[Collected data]

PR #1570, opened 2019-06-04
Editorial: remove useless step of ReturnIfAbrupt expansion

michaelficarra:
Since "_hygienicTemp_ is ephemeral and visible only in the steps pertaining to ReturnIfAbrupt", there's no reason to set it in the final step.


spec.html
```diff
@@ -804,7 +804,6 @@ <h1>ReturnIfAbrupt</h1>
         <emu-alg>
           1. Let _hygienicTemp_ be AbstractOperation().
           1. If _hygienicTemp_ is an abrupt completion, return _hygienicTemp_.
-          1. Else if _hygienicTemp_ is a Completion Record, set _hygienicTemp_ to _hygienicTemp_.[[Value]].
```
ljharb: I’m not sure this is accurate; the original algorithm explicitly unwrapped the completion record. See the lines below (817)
...
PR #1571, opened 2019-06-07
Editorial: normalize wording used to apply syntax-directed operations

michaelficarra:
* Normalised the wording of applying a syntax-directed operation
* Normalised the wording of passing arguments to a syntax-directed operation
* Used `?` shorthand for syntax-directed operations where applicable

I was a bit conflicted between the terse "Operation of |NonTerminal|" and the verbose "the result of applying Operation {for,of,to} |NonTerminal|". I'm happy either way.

What needs to be done: Copy out, in full, each line above that has the word "step" in it.

Response to the task:
Editorial: remove useless step of ReturnIfAbrupt expansion
Since "_hygienicTemp_ is ephemeral and visible only in the steps pertaining to ReturnIfAbrupt", there's no reason to set it in the final step.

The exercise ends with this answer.